I love the random acts of kindness thing. Or, rather, the intentional acts of kindness thing.

Tuesday, July 3, 2007

Tucson Tuesdays

Henceforward, Tuesdays will be dedicated to the beautiful deserts of Southern Arizona. I will comment on the people, the politics, and the public happenings of this growing metropolis of 1,000,000 people that boasts endless sunshine, breathtaking sunsets, and big city amenities in a "small town" environment.

I'm going to start this ongoing series with a challenge for every Tucson resident. Whether you are a young professional, a retiree, a stay-at-home mom, a high school senior, or a baby boomer working in corporate America, I urge you to give to Tucson. We are all responsible for the present and the future of our "western paradise" - and thus we should all be doing something to help. That can, of course, mean by contributing dollars to noteworthy causes, but it also means investing your time and talents to make Southern Arizona a better place.

Over the next few months, I will highlight many opportunities for you to get involved. Here's one easy first step: sign up to be a "Community Voice" on the Tucson Regional Town Hall website. This is your chance to speak up about your wants, needs, and ideas for improving Tucson...

Monday, July 2, 2007


  • Ace the GRE/GMAT in preparation for graduate school
  • Get professional pictures taken
  • Have a website made (or learn how to create one)
  • Take lots of pictures with my digital camera
  • Be in top-notch shape before baby #2

Sunday, July 1, 2007

Let's Make a Deal - Negotiating Compensation Packages in 2007

I was serious about my offer in my last blog post - perhaps more serious than even I originally intended.

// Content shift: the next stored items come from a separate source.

PR #4870, opened 2025-09-28
chore(ethexe): Download `BLOCK_HASHES_WINDOW_SIZE` blocks in fast-sync

ark0f:


ethexe/service/src/fast_sync.rs
```diff
@@ -599,6 +600,20 @@ async fn instrument_codes(
     Ok(())
 }
 
+async fn set_tx_pool_data_requirement(
+    observer: &mut ObserverService,
+    db: &Database,
+    latest_committed_block: H256,
+) -> Result<()> {
+    let mut block_hash = latest_committed_block;
+    for _ in 0..OffchainTransaction::BLOCK_HASHES_WINDOW_SIZE {
```
breathx: Can't we batch it by block numbers range?

breathx (approved):

ethexe/observer/src/utils.rs
```diff
@@ -29,218 +29,304 @@ use alloy::{
...
+    DB: OnChainStorageRead + OnChainStorageWrite,
+{
+    async fn load(&self, block: H256, header: Option<BlockHeader>) -> Result<BlockData> {
+        let data = match (self.db.block_header(block), self.db.block_events(block)) {
+            (Some(header), Some(events)) => BlockData {
+                hash: block,
+                header,
+                events,
+            },
+            (Some(_), None) | (None, Some(_)) => unreachable!("inconsistent database state"),
```
grishasobol: 1) It's definetely not unreachable, because state of DB can be changed outside. This is error case.
2) As soon as you added BlockLoader - this situation can be. When two threads have their own block loaders, so one thread write header, then events. In the same time second thread is in this function. Between two moments when thread1 has already set header, but still not set events - this case would appear on thread2.

ethexe/observer/src/utils.rs
```diff
@@ -29,218 +29,304 @@ use alloy::{
...
+                    hash: block,
+                    header,
+                    events,
+                },
+                (Some(_), None) | (None, Some(_)) => unreachable!("inconsistent database state"),
+                (None, None) => {
+                    missing_end_block = Some(bn);
+                    break;
+                }
+            };
```
grishasobol: This match looks weird for me.
To identify whether block has on-chain information in db, we have already block_synced(). If you wanna to skip here loading of already loaded data - much more clear solution can be: use observer Stream:
```
observer.force_block_sync(block);
observer.wait_block_synced(block).await;
```
Using observer stream would be more safe and services style solution.

ethexe/observer/src/utils.rs
```diff
@@ -29,218 +29,304 @@ use alloy::{
...
+        };
+        Ok(data)
+    }
 
-    let mut blocks_data = Vec::new();
+    async fn load_many(&self, range: RangeInclusive<u64>) -> Result<HashMap<H256, BlockData>> {
+        let end_block = self
+            .provider
+            .get_block_by_number((*range.end()).into())
+            .await?
```
grishasobol: You have additional rpc call here, which is not presented in previous solution, making it less efficient.

ethexe/observer/src/utils.rs
```diff
@@ -29,218 +29,304 @@ use alloy::{
...
+        log::trace!("Querying blocks batch in {range:?} range");
 
-    future::try_join_all(batch_futures).await.map(|batches| {
-        batches
+        let batch_futures = range.clone().step_by(MAX_QUERY_BLOCK_RANGE).map(|start| {
+            let end = (start + MAX_QUERY_BLOCK_RANGE as u64 - 1).min(*range.end());
+            self.request_block_batch(start..=end)
+        });
+
+        let batches = future::try_join_all(batch_futures).await?;
```
grishasobol, line 223: Why not FuturesUnordered ?

ethexe/observer/src/utils.rs
```diff
@@ -29,218 +29,304 @@ use alloy::{
...
+
+        Ok(BlockData {
+            hash: block,
+            header,
+            events,
         })
-        .collect();
+    }
+
+    async fn load_many(&self, range: RangeInclusive<u64>) -> Result<HashMap<H256, BlockData>> {
```
grishasobol, line 215: It looks dirty for me: writing blocks data in db and returns in the same time. You can write data in db outside of block loader.

grishasobol (changes requested):
Overall I'm not agree with this approach. Writing data in on-chain storage bypassing observer, is unsafe.

Optimisation in this PR does not make a significant contribution. Observer already tries to upload only not-synced blocks. And in almost all cases "synced" means "header set" and "events set" and vice versa.

ethexe/observer/src/utils.rs
ark0f: Because `try_join_all` takes iterator, so `FuturesUnordered` are nothing more than `Vec`

ethexe/common/src/primitives.rs
```diff
@@ -68,7 +68,7 @@ impl BlockData {
     }
 }
 
-#[derive(Debug, Clone, PartialEq, Eq, Encode, Decode, Default)]
+#[derive(Debug, Copy, Clone, PartialEq, Eq, Encode, Decode, Default)]
```
grishasobol, line 71: Why copy? size = 80 bytes

ark0f: I've searched for recommendation about `Copy` implementation and there is no strict specifications. It's usually something like POD values, semantics and so on

PR #4876, opened 2025-09-29
refactor: rework `Read*` accessors in `core-backend`

### LINKED ISSUE #2164: Remove `DecodeError`
### File Location(s)

`core-backend/common`

### Proposal

Remove `DecodeError` variant and usage of `codec` in general as it is unreachable

liferooter:
Resolves #2164.

- Replace unsound unsafe `ReadAs` and fallible redundant `ReadDecoded` with safe `ReadAs` based on safe transmute from [bytemuck](https://crates.io/crates/bytemuck) crate.
- Replace `ReadDecodedSpecial` with `ReadAsOption` and unify it with `ReadAs`.
- Replace unsound unsafe implementation of `WriteAs` with bytemuck-based implementation.
- Remove unused `MemoryAccessError::DecodeError`.
- Remove `#[repr(packed)]` for some types in `gsys` which doesn't need to be packed for not having padding bytes. Not having padding bytes are now enforced for them by `bytemuck::Pod` derive.

### DIFF
--- a/core-backend/src/accessors.rs
+++ b/core-backend/src/accessors.rs
@@ -29,10 +29,7 @@ use crate::{
 };
 use alloc::vec::Vec;
 use bytemuck::Pod;
-use gear_core::{
-    buffer::{Payload, PayloadSizeError},
-    limited::LimitedVecError,
-};
+use gear_core::{buffer::Payload, limited::LimitedVecError};
 use gear_sandbox::{AsContextExt, Value};
 use gear_sandbox_env::HostError;
 
@@ -461,11 +458,11 @@ impl WriteInGrRead {
     }
 }
 
-impl<T> WriteAs<T> {
+impl<T: Pod> WriteAs<T> {
     pub fn write<Caller, Ext>(
         self,
         ctx: &mut MemoryCallerContext<Caller>,
-        obj: T,
+        obj: &T,
     ) -> Result<(), MemoryAccessError>
     where
         Caller: AsContextExt<State = HostState<Ext, BackendMemory<ExecutorMemory>>>,
--- a/core-backend/src/accessors.rs
+++ b/core-backend/src/accessors.rs
@@ -22,16 +22,19 @@ use crate::{
     BackendExternalities,
     memory::{
         BackendMemory, ExecutorMemory, MemoryAccessError, MemoryAccessRegistry, WasmMemoryRead,
-        WasmMemoryReadAs, WasmMemoryReadDecoded, WasmMemoryWrite, WasmMemoryWriteAs,
+        WasmMemoryReadAs, WasmMemoryWrite, WasmMemoryWriteAs,
     },
     runtime::MemoryCallerContext,
     state::HostState,
 };
 use alloc::vec::Vec;
-use gear_core::{buffer::Payload, limited::LimitedVecError};
+use bytemuck::Pod;
+use gear_core::{
+    buffer::{Payload, PayloadSizeError},
+    limited::LimitedVecError,
+};
 use gear_sandbox::{AsContextExt, Value};
 use gear_sandbox_env::HostError;
-use parity_scale_codec::{Decode, MaxEncodedLen};
 
 const PTR_SPECIAL: u32 = u32::MAX;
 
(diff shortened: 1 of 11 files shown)


breathx (approved):

core-backend/src/accessors.rs
```diff
@@ -117,12 +117,8 @@ pub(crate) struct ReadAs<T> {
     result: Result<T, MemoryAccessError>,
 }
 
-pub(crate) struct ReadDecoded<T: Decode + MaxEncodedLen> {
-    result: Result<T, MemoryAccessError>,
-}
-
-pub(crate) struct ReadDecodedSpecial<T: Decode + MaxEncodedLen + Default> {
-    result: Result<T, MemoryAccessError>,
+pub(crate) struct ReadAsOption<T> {
```
ark0f, line 120:
```suggestion
pub(crate) struct ReadSpecial<T> {
```

I'd leave previous name because of `PTR_SPECIAL`. It's more clear what is going on inside

core-backend/src/memory.rs
```diff
@@ -293,48 +268,19 @@ where
...
-            // It's also safe to construct T from any bytes, because we use the fn
-            // only for reading primitive const-size types that are `[repr(C)]`,
-            // so they always represented from a sequence of bytes.
-            //
-            // Bytes in memory are always stored continuously and without paddings, properly
-            // aligned due to `[repr(C, packed)]` attribute of the types we use as T.
-            let mut_slice = unsafe { slice::from_raw_parts_mut(buf.as_mut_ptr() as *mut u8, size) };
-
-            self.memory.read(ctx.caller, read.ptr, mut_slice)?;
+        if core::mem::size_of::<T>() != 0 {
```
ark0f:
```suggestion
        debug_assert_ne!(mem::size_of::<T>(), 0);
```

We actually never expect ZST

core-backend/src/accessors.rs
breathx: or PTR_SPECIAL could be renamed into something more suitable. Like NULL_PTR / NONE_PTR

core-backend/src/memory.rs
liferooter: We have no way to restrict passing ZSTs in compile-time, so why don't just support them even if they're not very useful?

core-backend/src/accessors.rs
liferooter: `PTR_SPECIAL` was renamed to `NULL_PTR`.

core-backend/src/memory.rs
ark0f: > We have no way to restrict passing ZSTs in compile-time

Instead, we rely on runtime tests despite a compile-time check being way more reliable

> why don't just support them even if they're not very useful?

- As a rule of thumb, the best code is no code
- We don't wonder why they are supported because reading/writing 0 bytes from memory has no semantic meaning and they are never actually used in code

liferooter: > > We have no way to restrict passing ZSTs in compile-time
> 
> Instead, we rely on runtime tests despite a compile-time check being way more reliable

As a rule of thumb, a total function is better than a partial, not relying on runtime tests is better than relying on them.

>     * As a rule of thumb, the best code is no code
We have to check for ZSTs anyway. The only difference is what we do when we find a ZST. We can panic or we can handle it correctly.

>     * We don't wonder why they are supported because reading/writing 0 bytes from memory has no semantic meaning and they are never actually used in code
Nonetheless ZSTs are supported by Rust type system. They have a pretty obvious semantic meaning for reading/writing, which is not reading/writing anything. But you're right that they're pretty useless. Maybe the best solution that makes accidental ZST reading/writing easy to avoid, but still doesn't make them cause unspecified behaviour in release builds, is to keep both support and debug assert, which is a pretty Rusty way to solve such problems, like we have for signed overflow, which is not UB and fully specified, but still cause panics in debug mode. So reading/writing ZST will not automatically cause a bug, but still will be easy to find and remove because it's really useless.

ark0f: > We have to check for ZSTs anyway

I see bytemuck [already handles ZST](https://bonfida.github.io/doc-dex-program/bytemuck/fn.bytes_of_mut.html#)

WASM executor also has no problems with zero-length buffer

> is to keep both support and debug assert

Pretty good solution if I miss something about ZST

liferooter: > WASM executor also has no problems with zero-length buffer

It's really a novel idea - compensation packages that consist of little or no actual hard cash. I do realize, of course, that this kind of arrangement would not be ideal long term. But I'm all for it for this year.

I would love to work in exchange for "growth" and "professional development" opportunities - graduate school tuition, organization and association memberships, travel and registration fees for various conferences, personal training sessions, etc.